Ultrafilters containing the image of a filter Suppose $f:X \to Y$ is a map of sets and $F$ a filter on $X$ such that its image filter is contained in an ultrafilter $G$ on $Y$. Can I find an ultrafilter $H$ on $X$ whose image is $G$?
If this question is too elementary, I apologize. I have not worked much with ultrafilters, so sometimes basic properties escape me.
EDIT: I messed up the formulation of the question earlier, sorry!
(The previous formulation said that $F$ was on $Y$ etc., to make sense of the responses already posted).
 A: Note that the image of a filter on $X$ will be $G$ if and only if it contains the filter consisting of all preimages of ''big'' sets in $Y$. Note also that we can combine two filters $F$ and $F'$ (that is, find a filter containing both of them) if and only if the intersection of any pair of sets $S\in F$, $S'\in F'$, is nonempty. Simply take the filter consisting of all sets which contain such an intersection.
So it suffices to show that if $S\in F$ and $T\in G$, then $S\cap f^{-1}(T)$ is nonempty. Suppose it were empty. Then $f(S)$ lies in the complement of $T$, hence is not in $G$. But $S\subset f^{-1}(f(S))$ implies that $f^{-1}(f(S))$ is in $F$, which contradicts that the image filter of $F$ was contained in $G$.
A: If $f:X\to Y$ and you have an ultrafilter $G$ on $X$, then it induces an ultrafilter $U$ on $Y$ by defining $A\in U\iff f^{-1}A\in G$. The ultrafilter $U$ is said to be Rudin-Kiesler below $G$, and this ordering on ultrafilters is intensely studied in large cardinal set theory.
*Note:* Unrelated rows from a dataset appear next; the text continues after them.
PR #44, opened 2020-05-13
Add extra collision check with block below entity to cancel momentum …

2No2Name:
Entities standing on the ground constantly try to move downwards, but usually fail to do so, because there is a block right below their feet. The block collision code iterates over the blocks around the entity, trying to collide with about 20 other blocks before actually trying to collide with the block below the entities feet.

This commit adds an early collision with the block below the feet. If all movement is cancelled the block iteration is skipped. Otherwise the normal block iteration is performed (including the block below the feet).

In my test with a 101x101 grid of armorstands standing on the ground, representing any non moving gravity affected entities, this optimization brought the 61mspt down to 54mspt.

### DIFF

It follows that $f[G]\subset U$, and so this may be the answer you seek. 
But in general, I am not sure what you mean by the image filter, when your maps go in that direction. Perhaps there is a typo? 
Perhaps you meant to ask the following question: you have a map $f:X\to Y$ and a filter $F$ on $X$ (not $Y$), and the image $f[F]\subset G$ for some ultrafilter $G$ on $Y$. The question is whether there is an ultrafilter $U$ on $X$ with $f[U]\subset G$. 
In this case, let $U$ be any ultrafilter containing $F$ and all $f^{-1}A$ for $A\in G$. There is such an ultrafilter (as Kevin also explains in his answer) since if $B\in F$ and $A\in G$, then $f[B]\cap A\in G$ and so $B\cap f^{-1}A$ is nonempty (and so the collection forms a filter base). For any such $U$, we have $f[U]\subset G$. If $f$ is onto $Y$, then we get actually $f[U]=G$. 
Note, if $f$ is not onto $Y$, then there is no possiblity that $f[U]=G$, if this should mean $G$ consists precisely of $f[A]$ for $A\in U$, since all such $f[A]$ are subsets of the range of $f$. (So in this technical sense, the answer to your question is negative.) But on the positive side, $G$ is the image of $U$ in the sense that it is the filter gnerated by the sets in $f[U]$. 
A: Yes you certainly can: let the ultrafilter H be the set of all sets V in Y such that the inverse image of the V's is inside the ultrafilter G on X. Then the inverse image of H is G. It should be that unless I misunderstood your question.